Why: This optimization is crucial for efficient text generation.
- Visualization of Attention Weights:
Question: Write a function that extracts and visualizes attention weights from a Transformer layer.
Why: Visualization helps you understand and debug model behavior.
- Model Parallelism Basics:
Question: Explain and demonstrate how to split a model’s layers across multiple GPUs using PyTorch’s distributed features.
Why: To handle large models that exceed the memory of a single GPU.
- Implementing a Custom Optimizer/Modifier:
Question: Write code that customizes an existing optimizer (e.g., by modifying learning rates per layer) or implements a simple custom optimizer.
Why: To explore and understand optimization strategies beyond standard implementations.
- Integrating PyTorch Lightning:
Question: Refactor one of your training scripts using PyTorch Lightning and discuss the benefits.

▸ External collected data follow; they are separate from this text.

PR #3006, opened 2018-11-13
exposes configurable annotation for kube2iam

danielhartnell:
I decided to break #2991 into separate pull requests. This allows me to configure a role for the pod to assume with kube2iam in each pod.

### DIFF
--- a/k8s/templates/01-dependencies.yaml
+++ b/k8s/templates/01-dependencies.yaml
@@ -15,6 +15,10 @@ spec:
     metadata:
       labels:
         app: {{ .Values.name }}-celery
+      {{ if eq .Values.env "staging" -}}
+      annotations:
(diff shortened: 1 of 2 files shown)


k8s/templates/01-dependencies.yaml
```diff
@@ -15,6 +15,10 @@ spec:
     metadata:
       labels:
         app: {{ .Values.name }}-celery
+      {{ if eq .Values.env "staging" -}}
```
akatsoulas: maybe it makes sens to remove the hard-coded `staging` value and replace it with `ne dev`. @fiji-flo thoughts?

danielhartnell: This would help when we add a prod deployment as well. I'm open to the idea.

Why: Lightning helps to simplify and structure training code for scalability and reproducibility.
- Custom Callbacks in Lightning:
Question: Create a custom PyTorch Lightning callback for early stopping or dynamic learning rate adjustments.
Why: Custom callbacks further automate training management and improve model performance.
- Distributed Data Parallel (DDP):
Question: Write a sample script that trains a model using PyTorch’s Distributed Data Parallel (DDP) on multiple GPUs.
Why: Understanding DDP is crucial for scaling training on multi-GPU systems.
- Profiling GPU Memory Usage:
Question: Develop a small utility that profiles and logs GPU memory usage during model training/inference.
Why: Profiling helps you optimize memory consumption and debug performance issues.
- End-to-End LLM Implementation:
Question: Implement a Transformer-based language model from scratch—including training, evaluation, and inference scripts—that can be fine-tuned on a sample dataset.
Why: This capstone challenge integrates all components (tensor operations, autograd, custom modules, advanced optimization, and distributed training) to simulate a production-level LLM development process.
Happy coding and good luck with your preparation! Kummesey!